Comparative analysis of digital LCD interface and analog LCD interface part two

2 Digital interface

Recent technological advancements in connectivity, color depth, and price have promoted the industrialization of digital interfaces. In the PC market, due to the requirement of improving cost performance, reducing circuits and reducing costs have become particularly important. Converting the original digital video signal to an analog signal, and then back to the digital signal in the LCD monitor, is obviously more expensive than directly driving the LCD with a digital signal. Since the price of LCD monitors has fallen to close to the purchasing power of ordinary computer users, the proportion of digital/analog/digital conversion interfaces in the price has become a more important consideration. In order to continue to impact the desktop market, LCDs must use low-priced digital interfaces. The previous generations of digital screens use 6 bits per color. Compared with analog screens, it can display limited colors. With the introduction of 8-bit digital drivers per color, the latest screen can display 16.7×106 colors, which can compete with analog screens.

3 Digital connection

The main goal of the digital LCD interface is to minimize the number of wires and reduce the total cost of the display subsystem. However, if a simple parallel interface is used, the number of wires becomes a problem (Figure 3). For example, in order to support 6-bit color display, there are 22 signal lines in the uncoded interface before adding shielding and/or multiple ground wires necessary to ensure signal integrity and anti-electromagnetic interference.

Signal coding can simplify interfaces that are difficult to use. At the same time, because the coding encourages the manufacturer to choose a coding scheme, it also complicates the interface. Several companies and organizations have suggested the use of low-votage ifferenTIal signaling (LVDS).
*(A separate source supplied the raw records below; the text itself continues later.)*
PR #7205, opened 2020-04-07
Fix ads on boards.net sites

ryanbr:

Fixes ads on 
`https://xmenagerie.proboards.com/thread/1812/introduction`
`https://crossports.freeforums.net/thread/641/links-pl-message-boards`
`https://trongridlines.boards.net/thread/2/welcome-gridlines-programs`

### Describe the issue

https://forums.lanik.us/viewtopic.php?f=62&t=44538

### Screenshot(s)

### Versions

- Browser/version: `Brave/Version 1.5.123 Chromium: 80.0.3987.163 (Official Build) (64-bit)`
- uBlock Origin version: `1.24.4`

### Settings

### Notes

`<script>
            window.runAntiAdBlock = 1;
        </script>`

### DIFF
--- a/filters/annoyances.txt
+++ b/filters/annoyances.txt
@@ -3711,6 +3711,9 @@ nonton78.com##+js(acis, onload, contextmenu)
 ! https://github.com/uBlockOrigin/uAssets/issues/661#issuecomment-609018989
 proboards.com##+js(aeld, scroll)
 
+! proboards https://github.com/uBlockOrigin/uAssets/pull/7205
+boards.net,freeforums.net,proboards.com##+js(set, runAntiAdBlock, 0)
+
 ! https://forums.lanik.us/viewtopic.php?p=153944#p153944
 deezer.com##+js(nostif, bait)
 deezer.com##.abp-banner
--- a/filters/filters.txt
+++ b/filters/filters.txt
@@ -6897,6 +6897,7 @@ zoosintabues.com##+js(aopw, Fingerprint2)
 @@||proboards.com^$ghide
 /tortoise.min.js$domain=boards.net|freeforums.net|proboards.com
 boards.net,freeforums.net,proboards.com##+js(acis, $, vglnk)
+boards.net,freeforums.net,proboards.com##+js(set, window.runAntiAdBlock, 0)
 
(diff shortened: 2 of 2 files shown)


uBlock-user:
@ryanbr Why `window.runAntiAdBlock` instead of `runAntiAdBlock` ?

window.runAntiAdBlock is internally translated to `window.window.runAntiAdBlock`

ryanbr:
sure, updated

uBlock-user:
@gorhill isn't window.runAntiAdBlock translated to window.window.runAntiAdBlock anymore ? I'm not seeing any difference in Firefox, did something change with the scriptlet ?

uBlock-user:
With or without that filter, I still see ad placeholders which need 

`###banner-container, [id^="ad-"]` to fix.

gorhill:
> isn't window.runAntiAdBlock translated to window.window.runAntiAdBlock anymore ?

Yes -- there is no need to prefix with `window`.

`window` is a property of `window`, pointing to itself. See <https://developer.mozilla.org/en-US/docs/Web/API/Window/window>, so in the end even `window.window.window.runAntiAdBlock` would work.

uBlock-user:
Was this always like this since th beginning?, because I distinctly remember you telling someone on the tracker that using `window.runAntiAdBlock` will not work, a year or two ago

gorhill:
> I distinctly remember you telling someone on the tracker that using `window.runAntiAdBlock` will not work

I was wrong -- I didn't realize `window` was a property of `window`.

uBlock-user:
@okiehsch Should this go into Annoyances section because proboards was fixed there ? and the same anti-adblock script is used on the other two domains ?

okiehsch:
I can‘t test at the moment.
If the anti-adblock message is dismissable it is an annoyance if it is a „hard“ wall it should be fixed in uBO-filters.

uBlock-user:
I tested all three, it's dismissable on all three too and stays the same as a cookie named "aab" is lodged, so it should go in the Annoyances list.

@ryanbr Can you change the list to annoyances.txt ?

ryanbr:
Okay, done.

mapx-:
4 days ago I added in annoyances list:
`proboards.com##+js(aeld, scroll)`

I'll add the other 2 pages to the same filter.

llacb47:
Doesn't `aeld, scroll` have a bigger potential to break something?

The basis of this type of scheme is to accept and process low-voltage differential signals, and the specific implementation of each scheme may be different.

LVDS was originally used in notebook computers and industrial equipment. In this case, manufacturers can fully control the interface between the video signal source and the STN LCD display. The LVDS scheme reduces the signal to only 5 groups. LVDS is an ideal solution for notebook computers, because it has a low working voltage, and it can achieve high-speed data transmission while ensuring the minimum power consumption and electromagnetic interference. And because it sends a differential signal, it produces The noise is minimal.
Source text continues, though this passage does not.